La fe y el mal en el mundo
Y es que, querámoslo o no, la existencia del mal, así en genérico, no nos provoca mucha reflexión; nos preocupan más las calamidades particulares. ¿Cuántos creyentes no han tenido una crisis de fe por una desgracia personal? Se trata de una reacción egoístamente humana, como ya indicó a principios del siglo XX el dramaturgo Thornton Wilder, autor de la novela El puente de San Luis Rey. Wilder contó en la Universidad de Chicago lo absurdo de una obra de teatro donde la protagonista dejaba de creer en Dios porque pensaba que su amante había muerto. Al enterarse de que seguía vivo, recobró su fe. Wilder señaló que cada año millones de personas mueren de hambre o se matan en accidentes absurdos, pero el narcisismo de esa mujer era tal que su fe en Dios dependía de lo que le ocurriera a ella.

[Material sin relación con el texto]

Issue #2488, opened 2017-06-12
Support `window` in the transform array


kanitw:
Given the new [`joinaggregate`](https://vega.github.io/vega/docs/transforms/joinaggregate/) transform, we should also support this in the `transform` array.  

One possible syntax is to have a `join: boolean` flag in the `SummarizeTransform`.

kanitw:
Since @domoritz agree with the `join: boolean` flag, @AkshatSh you can directly modify AggregateNode and the type definition for `SummarizeTransform`. 

I also notice that `SummarizeTransform` doesn't support `cross` and `drop` in [Vega's aggregate transform](https://vega.github.io/vega/docs/transforms/aggregate/) yet, so probably worth adding them too.   Note that `cross` and `drop` are in `aggregate` but not in `joinaggregate` so we will probably have to make some minor type adjustment.

kanitw:
Right now AggregateNode always output type: 'aggregate', but with `join: true` -- we wanna do `joinaggregate`.

kanitw:
@AkshatSh   Let's not add the `join` flag for now as Jeff is working on a new `window` transform and will deprecate `joinaggregate`.    That said,  supporting `cross` and `drop` in aggregate could still be useful :)

kanitw:
Note that now a `window` transform has landed.  You may want to add a window transform to VL. :)

kanitw:
I think `window` transform syntax should be pretty similar to Vega, but should not have `type` (`type: window`) just like our summarize transform does not have `type: 'aggregate'`.  

Please propose a syntax and we can discuss :)

kanitw:
Good cases to demonstrate in examples:
- Percent of total
- Different from total/mean
- Percent difference from total/mean

kanitw:
Another example:
- [ ] rank chart as in https://stats.stackexchange.com/a/178344

kanitw:
Will be fixed in https://github.com/vega/vega-lite/pull/3199

PR #3199, opened 2017-11-15
[WIP] Revise `window` transform + Add Docs / Examples

AkshatSh:
Implemented Window Transform for Vega Lite
Issue #2488


src/compile/data/window.ts
```diff
@@ -0,0 +1,52 @@
...
+import {WindowFieldDef, WindowTransform} from '../../transform';
+import {duplicate} from '../../util';
+import {VgWindowTransform} from '../../vega.schema';
+import {DataFlowNode} from './dataflow';
+import {WindowOnlyOp} from '../../window';
+import {AggregateOp} from '../../aggregate';
+
+export class WindowTransformNode extends DataFlowNode {
+  public clone(): WindowTransformNode {
+      return new WindowTransformNode(duplicate(this.transform));
```
kanitw: de-tab

src/compile/data/window.ts
```diff
@@ -0,0 +1,52 @@
...
+      operations.push(window.op);
+      as.push(window.as);
+      params.push(window.param);
+      fields.push(window.field);
+    }
+
+    const result: VgWindowTransform = {
+      type: 'window',
+      params: params,
+      as: as,
```
kanitw: just do as

src/compile/data/window.ts
```diff
@@ -0,0 +1,52 @@
...
+    for (const window of this.transform.window) {
+      operations.push(window.op);
+      as.push(window.as);
+      params.push(window.param);
+      fields.push(window.field);
+    }
+
+    const result: VgWindowTransform = {
+      type: 'window',
+      params: params,
```
kanitw: just do 
```
params,
as,
ops,  // rename operations to ops
fields 
```

src/transform.ts
```diff
@@ -97,6 +98,57 @@ export interface AggregatedFieldDef {
   as: string;
 }
 
+export interface WindowFieldDef {
+  /**
+   * The operations supported for the window aggregation
```
kanitw: Need to link to the table that lists all supported operations in the docs.

src/transform.ts
```diff
@@ -97,6 +98,57 @@ export interface AggregatedFieldDef {
...
+   */
+  op: AggregateOp | WindowOnlyOp;
+
+  /**
+   * The optional parameters for the operation
```
kanitw: Add full stop. 

Explain a bit more that look at the operator table to see parameter for each operation.

src/transform.ts
```diff
@@ -97,6 +98,57 @@ export interface AggregatedFieldDef {
...
+   */
+  param?: Number;
+
+  /**
+   * The field that will be used in the operation, some operations
```
kanitw: The field that will be used in the operation.  Note that some operations ...

src/transform.ts
```diff
@@ -97,6 +98,57 @@ export interface AggregatedFieldDef {
...
+   * do not require fields
+   */
+  field?: string;
+
+  /**
+   * The name for the new field in the window transform
```
kanitw: full stop.. can you add it all for the rest of the docs.

src/transform.ts
```diff
@@ -97,6 +98,57 @@ export interface AggregatedFieldDef {
...
+}
+
+export interface WindowTransform {
+  /**
+   * Array of objects that summarize the fields that will be aggregated over the window
+   */
+  window: WindowFieldDef[];
+
+  /**
+   * The frame for the window, if none is set the default is [null, 0] everything before the
```
kanitw: use back tick around code

src/transform.ts
```diff
@@ -97,6 +98,57 @@ export interface AggregatedFieldDef {
...
+   * current item
+   */
+  frame?: Number[];
+
+  /**
+   * Whether to ignoreThePeers during the comparison in the window
```
kanitw: Why camelcase for `ignoreThePeers`?

src/transform.ts
```diff
@@ -139,10 +191,26 @@ export interface LookupTransform {
   default?: string;
 }
 
+export interface Comparator {
```
kanitw: Wonder if naming this SortField or WindowSortField make more sense?
(But not sure if there is another thing already called SortField -- but this is definitely slightly different from `sort` 's SortField(Def?).

src/compile/data/window.ts
```diff
@@ -0,0 +1,52 @@
+import {add} from '../../compositemark/index';
+import {WindowFieldDef, WindowTransform} from '../../transform';
+import {duplicate} from '../../util';
+import {VgWindowTransform} from '../../vega.schema';
+import {DataFlowNode} from './dataflow';
+import {WindowOnlyOp} from '../../window';
+import {AggregateOp} from '../../aggregate';
+
+export class WindowTransformNode extends DataFlowNode {
```
kanitw: WindowNode?

test/compile/data/parse.test.ts
```diff
@@ -55,5 +57,29 @@ describe('compile/data/parse', () => {
       assert.isTrue(result.first instanceof BinNode);
       assert.isTrue(result.last instanceof AggregateNode);
     });
+
+    it ('should return a WindowTransform Node', () => {
+      const transform: Transform = {
+        window: [
```
kanitw: probably to add another test (or modify this test) to include other optional properties of window transform

src/vega.schema.ts
```diff
@@ -1183,3 +1184,22 @@ export interface VgTitleConfig {
    */
   orient?: TitleOrient;
 }
+
+export type VgComparatorOrder = 'ascending' | 'descending';
+
+export interface VgComparator {
+  field?: string | string[];
+  order?: VgComparatorOrder;
```
kanitw: shouldn't this allow array too?

src/compile/data/window.ts
```diff
@@ -0,0 +1,52 @@
...
+      params: params,
+      as: as,
+      ops: operations,
+      fields: fields,
+      ignorePeers: this.transform.ignorePeers,
+      groupby: this.transform.groupby,
+      sort: this.transform.sort
+    };
+
+    return result;
```
kanitw: minor -- but I guess you can just return the line above

kanitw:
@domoritz  – Can you help @AkshatSh figure why the Travis says that new specs in this PR do not pass validation?  I tried testing in the local machine myself, but it's passing ok for me.

examples/examples.test.ts
```diff
@@ -33,7 +33,7 @@ function validateVL(spec: TopLevelExtendedSpec) {
 }
 
 function validateVega(spec: TopLevelExtendedSpec) {
-  const vegaSpec = compile(spec).spec;
+  const vegaSpec = JSON.parse(JSON.stringify(compile(spec).spec));
```
kanitw: @domoritz  -- any idea why this makes some validation passes?

kanitw: @AkshatSh -- this commit should be separated from other changes as it's a controversial change.

src/compile/data/window.ts
AkshatSh: Resolved.

src/compile/data/window.ts
AkshatSh: Resolved.

src/transform.ts
AkshatSh: Resolved.

src/transform.ts
AkshatSh: Resolved.

src/transform.ts
AkshatSh: Resolved.

src/transform.ts
AkshatSh: Resolved.

src/transform.ts
AkshatSh: I made a couple changes and this should be reflective of the Comparator defined here now: https://vega.github.io/vega/docs/types/#Compare

src/vega.schema.ts
AkshatSh: Assuming this is referring to the field parameter, it is resolved.

src/transform.ts
kanitw: Um, I haven't looked how you do it -- but seeing that you mention that you make it like "Compare" in Vega.  I would like to mention that it might be more important to make it more consistent with rest of Vega-Lite language than the underlying Vega.

examples/examples.test.ts
domoritz: This removes undefines and is not something we should do in tests. I am strongly against this change.

AkshatSh: Oh I see, what happens when you stringify something that is undefined?

examples/specs/window_transform.vl.json
```diff
@@ -0,0 +1,46 @@
+{
+    "$schema": "https://vega.github.io/schema/vega-lite/v2.json",
+    "description": "Bar graph showing the row number for each of the cells",
+    "width": 300,
+    "height": 50,
+    "data": {
+        "values": [
+            { "x": 1, "y": 28 }, { "x": 2, "y": 55 },
```
kanitw: Why do the data need "x" here at all?

Also, maybe rename this file to `window_row_number`?

examples/specs/window_transform_average_rating.vl.json
```diff
@@ -0,0 +1,44 @@
+{
+    "$schema": "https://vega.github.io/schema/vega-lite/v2.json",
+    "description": "Bar graph showing how each film differs from the average rating for that year",
```
kanitw: I think this example is quite confusing.   
I took me a while to get that "Good" "Bad" "Average" are movie names.  Maybe better put actual movie names in there?  

Also, it's kinda weird that you calculate average ratings for one movie in 2015. 

Perhaps, try to re-create examples using the movies data instead? (Feel free to play with it in  Voyager a bit.)

examples/specs/window_transform_time_spent_in_class.vl.json
```diff
@@ -0,0 +1,53 @@
+{
+    "$schema": "https://vega.github.io/schema/vega-lite/v2.json",
+    "description": "Bar graph showing how each film differs from the average rating for that year",
```
kanitw: outdated description?

examples/specs/window_transform_time_spent_in_class.vl.json
```diff
@@ -0,0 +1,53 @@
...
+            "x": {
+                "field": "Class",
+                "type": "nominal",
+                "scale": { "rangeStep": 12 },
+                "axis": { "title": "" }
+            },
+            "y": {
+                "field": "TimeInClass",
+                "type": "quantitative",
+                "axis": { "title": "Fatigue", "grid": false }
```
kanitw: "fatigue" as a title axis is quite confusing to me.

examples/specs/window_transform_time_spent_in_class.vl.json
kanitw: I'm also not sure what this plot try to communicate.

kanitw:
Btw, please make sure to demonstrate these cases in your doc page: 
- [ ] Percent of total
- [ ] Different from total/mean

Sea como sea, en las religiones monoteístas el origen del mal es uno de los grandes fracasos de sus teologías. Lo que el matemático y filósofo alemán Gottfried Leibniz llamó teodicea, la coexistencia del mal y el sufrimiento en el mundo junto con un Dios infinitamente bondadoso y todopoderoso que lo permite, es una cuestión sin resolver a pesar de los ríos de tinta que se han vertido en 2000 años. Al final solo queda renunciar a la razón y asumir, como dice el jesuita Gómez Caffarena, que “la fe solo se mantiene a base de una voluntad de creer a pesar del mal”. Desde el punto de vista del ateo, salvo cuando hablamos de acciones humanas, no tiene sentido hablar del mal. Como dice el filósofo de la ciencia holandés Chris Buskes: “la naturaleza no es ni buena ni mala, sino peor aún: es terriblemente indiferente. En semejante mundo, Dios está abrumadoramente ausente”.